Wednesday, June 08, 2005

Happy June!

Okay, is anyone cooking out there? I had a theme for June in mind, but it's not appropriate for hot weather. How about just good summer recipes? What's your favorite? What do you like to do for summer (grilled burgers are too easy -- I think we can all handle those!)

Let's get posting!

Saturday, June 04, 2005

Spicy Oven Fries

This goes great with your hamburgers. It's from Southern Living and it's light(for fries.) I also change it up some but I wanted to include the calories and fat so this is as published.

3 lg baking potatoes (about 2 lbs)
2 T. olive oil
2 T. Creole seasoning
Pam spray

Cut potato lengthwise into 8 wedges
Combine olive oil and seasoning in zip-loc: add the potatoes. Shake to coat. Arrange potatoes, skin down, in a single layer on a baking sheet coated with Pam.
Bake at 450 for 20 min or until golden brown

Calories per 4 wedges: 181(24%from fat) Fat 4.9g; Carb 32g
(Creole Seasoning = Tony Cachere's, ooooh-cha! s.s.)
6/4/2005 10:09 AM

Friday, June 03, 2005

Tater Tot Casserole

72 tater tots
1 lb extra lean ground beef
1 can lowfat cream of chicken soup
1 can lowfat cream of mushroom soup
3/4 cup Kraft 2% shredded cheddar cheese

Preheat oven to 350

Brown ground beef and drain. Add in soup. Spray a 9 x 13 pan with Pam & arrange tater tots in a single layer on the bottom. Top with beef/soup mix, spread cheese on top. Bake for 30 minutes.
Makes 12 servings and is 4.5 Weight Watcher points a serving

6/2/2005 9:33 PM

Five Minute Lasagna

1 (26 oz.) jar of your favorite spaghetti sauce
1 (30 oz.) bag of frozen cheese ravioli (unthawed)
1 (10 oz.) package frozen spinach, thawed and drained
1 (8 oz.) package shredded mozzarella
1/2 cup grated Romano cheese

Preheat oven to 350

Lightly grease a 13 x 9 baking dish and spoon in 1/3 of the sauce. Arrange 1 layer of ravioli, then evenly lay all of the spinach over the top of the ravioli. Top with 1/2 of each cheese. Now cover with another layer of the ravioli, the remaining sauce and the remaining cheese.
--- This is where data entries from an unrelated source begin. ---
PR #1214, opened 2016-05-05
Test for incorrect data file indexes

dcolligan:
Issue #1180 

This is the same code as #1197, except the PR is made against `master` instead of the (now-merged) `sql_repo`


jeromekelleher:
Thanks. I'm not sure what works here and what doesn't; can you give a quick recap on where this is at?

dcolligan:
Same comment as the previous thread:

"Yeah I don't know if there's a way in the skipped tests to detect if a well-formed but incorrect index is passed without iterating through the file and getting an error. I don't know if it's something we can detect at file-open time."

jeromekelleher:
Sorry, I missed that.

+1.

PR #1215, opened 2016-05-05
Removes needless conversion.

jeromekelleher:
Removes no-op type checks from the ncbiTaxonId code path. The type of the value in the DB is integer, so the value within python must be either an integer or None. Also removes the call to `setNcbiTaxonId` as none of the other attributes did this, and there is no real difference between between ``_ncbiTaxonId`` and the rest.  Calling setters is good practise, but this should be done uniformly within the method on all attributes,  not piecemeal on one.

### DIFF
--- a/ga4gh/datamodel/references.py
+++ b/ga4gh/datamodel/references.py
@@ -184,10 +184,7 @@ class AbstractReferenceSet(datamodel.DatamodelObject):
         which do not belong to the modeled species, e.g.  EBV in a
         human reference genome.
         """
-        if self._ncbiTaxonId is not None:
-            return int(self._ncbiTaxonId)
-        else:
-            return None
+        return self._ncbiTaxonId
 
     def toProtocolElement(self):
         """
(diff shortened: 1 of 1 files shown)


macieksmuga:
+1 
This passes compliance just fine. I assume the removed code was there to catch the case where a backend incorrectly records the NCBI Taxon ID as a string. I believe I've seen these kinds of conversions in other places as well, I take this as a call to remove such code when we see it, and  assume the database provides the correct type?

jeromekelleher:
>  I believe I've seen these kinds of conversions in other places as well, I take this as a call to remove such code when we see it, and assume the database provides the correct type?

Yes, I think we should. As a general principle, types should be checked on the way in to an object, so that an error can be propagated back to the source of the problem. Silently 'fixing' bad types on the way out (i.e. in getters) is a bad idea because this will cause the problems to be propagated further down stream and lead to difficult to trace problems. Having the wrong type inside an instance variable is a programming error, and it should lead to an exception.

jeromekelleher:
@dcolligan, can you take a look and merge if you're happy please?

jeromekelleher:
@macieksmuga, @david4096, can one of you merge this please (if you're happy with it)?

Issue #1217, opened 2016-05-06
Clarify nomenclature


jeromekelleher:
Currently we're using the work 'repository' to refer to the sum total of all data within the server (i.e., datasets, reference sets, etc) as well as the database we use to store information about the objects concerned. This is probably a bit confusing. Several people have proposed  'registry' as an alternative, but it's not clear to me if this is just the DB (good IMO), or as a replacement for the entire repository concept (bad, IMO). It's important that we decide on our nomenclature and use it consistently throughout the project.

@macieksmuga, @david4096, you are the main 'registry' advocates here; can you outline your definitions of the various terms, and see if we can all agree on them? I'm happy to suppress my instinctive distaste for 'registry' and adopt it, I just want to be sure we all agree on what we're talking about first!

macieksmuga:
@jeromekelleher thanks for continuing this discussion. The way you informally define the terms is in line with my understanding: "Repository" refers to the sum total of all the data, while "registry" refers just to the SQL database that contains all metadata and pointers to the actual data objects. Thing is, by going in this direction, we're no longer creating a "repository" proper - the raw data files can now be fairly arbitrarily located, and the entity we're managing is just the registry of said data.

And, for what it's worth, I understand and share in your hesitation at reusing the word "registry", a term that was associated with a lot of problems due to data corruption and mismatches between the database and the actual resources it was supposed to be managing. But that's exactly the same pattern we're adopting here, so it may be useful to keep in mind that while there are many advantages to it, there are also some frustrations we'll probably stumble across.

jeromekelleher:
OK, good, I think we're more-or-less in agreement then. I think it's still useful to have a word to refer to the 'total sum of all data' in the server, as this is what the client interacts with ultimately. The client doesn't know or care how this (I'm going with singular here in the CS sense @david4096!) data is organised; it just knows that there is a server at an IP address, and that this server represents a repository of data.

From an administration perspective, this idea of a repository still exists, but it's defined by the registry database. The registry DB defines what the datasets, referenceSets, etc, are and where to find their backing files/URLs/databases/whatever. Does this make sense? Are we happy to go forward with admin documentation based on this? Please shout out now if you're not happy with this before I start actually writing the docs!

david4096:
No objections here. I've put together the latest set of commands I used to stand up the 1kg server, which you may find useful.

https://gist.github.com/david4096/fa83f6bbe85b7f3342accdbaa4e7d9d1

[...]

PR #1218, opened 2016-05-06
Added sphinx-argparse based repo manager docs.

jeromekelleher:
This is an update to use sphinx-argparse to automatically include documentation about command line arguments. The output isn't ideal, but it's a lot better than trying to maintain two versions of the same documentation.

Here's what it [looks like](http://ga4gh-server-fork.readthedocs.io/en/repo-cli-docs/configuration.html#data-repository) on RTD.

Note that this is not intended as a definitive, final update on these docs. It's just trying out this new technology to see if it's something we want to use to build the final, definitive version of the docs. We're going to need to rephrase a bunch of stuff based on the outcome of #1217.

### DIFF
--- a/docs/conf.py
+++ b/docs/conf.py
@@ -35,6 +35,7 @@ extensions = [
     'sphinx.ext.autodoc',
     'sphinx.ext.intersphinx',
     'sphinx.ext.todo',
+    'sphinxarg.ext',
 ]
 
 # Add any paths that contain templates here, relative to this directory.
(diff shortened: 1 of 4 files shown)


dcolligan:
Definitely a step in the right direction

jeromekelleher:
Thoughts from anyone else? @david4096, @macieksmuga? If no one objects I think we should merge this much, and then look to update the docs properly in a follow up PR.

david4096:
Neat!

reece:
I like it! I didn't know about the sphinx argparse extension -- thanks for teaching me something!

jeromekelleher:
Any +1s here so we can merge?

kozbo:
looks great to me +1

jeromekelleher:
Great, thanks @kozbo. The branch should be up to date now. Can someone push the green button when CI finishes please?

Tent with foil (don't let cheese touch foil or it will stick) and bake 25 minutes; then uncover and bake 5 to 10 minutes more until bubbly. Serves 6 and really is very quick to put together. My family all likes this even my child who doesn't care for green veges.

6/2/2005 9:28 PM

Wednesday, June 01, 2005

Quick & Yummy Strawberry Trifle

Pound cake cut into cubes
White chocolate-flavored instant pudding, prepared according to package directions
Sliced strawberries
Whipped topping

Layer the cake cubes, pudding and strawberries in a trifle dish, making about three layers. Top with whipped topping.

This is a very pretty and easy summer dessert.